Forgot Password
Pentax Camera Forums Home
 

Reply
Show Printable Version 104 Likes Search this Thread
11-01-2012, 09:27 PM   #376
Veteran Member




Join Date: Feb 2011
Posts: 4,873
QuoteOriginally posted by Cannikin Quote
I'll state this again, this was a comparison showing a 7.5 year old 8 mp APS-C vs a 21 mp FF. Even though the APS-C test is already severely handicapped with 1.62x less linear resolution, it still manages to show higher absolute resolution.
I read you the first time. Both cameras have the same pixel density. Both show a lens that, at f/1.2, is limited by the lens' ability to resolve rather than the density of the pixels.

QuoteOriginally posted by Cannikin Quote
Repeat the test with any modern 16/18/24 mp APS-C sensor, and the APS-C border will have higher absolute resolution at any aperture, not just <f/2.0.
I disagree. Even in this extreme case (an f/1.2 lens at f1.2) it's not like the border performance of the APS-C is spectacular. At f/2.8, any equivalent-pixel-density FF will beat the APS-C, and at f/5.6 the FF will trounce the APS-C.

On top of that, I'm not even sure I care that an f/1.2 lens at f/1.2 has poor border performance. If I'm running the lens at f/1.2 it's so less things are in focus, and 90+% of the time the focus is going to be at the center.


Last edited by ElJamoquio; 11-01-2012 at 10:57 PM.
11-02-2012, 12:46 PM   #377
Veteran Member




Join Date: Mar 2010
Location: SW Washington
Posts: 833
QuoteOriginally posted by ElJamoquio Quote
I read you the first time.
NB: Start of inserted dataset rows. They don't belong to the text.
PR #8707, opened 2026-06-22
test: run the spanner system tests in google cloud build

danieljbruce:
## Description

This pull request adds a yaml file to instruct the Spanner system test CI check to work with the new Cloud Build trigger thereby making the new CI check effectively run our system tests. The new test environment caused tests to fail so we will skip those tests and address them later in [this bug](https://b.corp.google.com/issues/530911768).

## Impact

Leverages the strengths of running system tests in GCB rather than relying on kokoro for system tests.

## Testing

This pull request tells the tests how to work with the new check to the continuous integration pipeline for the Spanner system tests thus improves the effectiveness of that test.

## Next Steps

1. Merge a pull request that removes the system tests from kokoro. This should be done in a separate pull request to separate the concerns of removing the kokoro system tests from adding the Google Cloud Build system tests.


danieljbruce (commented):
LGTM. I would prefer we skip each individual test, but just skipping the Backups test is fine too.

alkatrivedi (approved):

surbhigarg92 (approved):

Both cameras have the same pixel density. Both show a lens that, at f/1.2, is limited by the lens' ability to resolve rather than the density of the pixels.

I disagree. Even in this extreme case (an f/1.2 lens at f1.2) it's not like the border performance of the APS-C is spectacular. At f/2.8, any equivalent-pixel-density FF will beat the APS-C, and at f/5.6 the FF will trounce the APS-C.
When did this become a discussion of equal pixel density? That's not how LW/PH works.

If you want to compare absolute LW/PH numbers across systems (a really bad idea in the first place), you need to know that the numbers scale by total linear pixels, not by physical pixel density. The denominator "PH" stands for "picture height", meaning the numbers are normalized with regard to sensor size. In practice this means the test chart is shot such that it has the same extent viewed at the same image size. The APS-C test is not a crop of the FF test. This means a 24mp APS-C sensor and 24mp FF will have the same theoretical LW/PH limit. Notice Photozone has the NEX-7 and D3X graphs/numbers scaled very similarly (the difference being the weaker AA filter on the D3X).

Now, because of the nature of using contrast, by way of MTF, to measure resolution, you can get higher resolution with more pixels even when the MTF50 frequency with the larger pixels does not reach the theoretical limit of the sensor ("lens limited resolution"). Lens blur is not a hard limit, but continuously variable, and the "limit" is determined by how you sample and measure it. Pixels can only assume discrete values, and smaller pixels can sample and distinguish finer gradients of contrast than large ones. This can easily increase the frequency at which the contrast level falls below the MTF50 contrast threshold without increasing lens resolution.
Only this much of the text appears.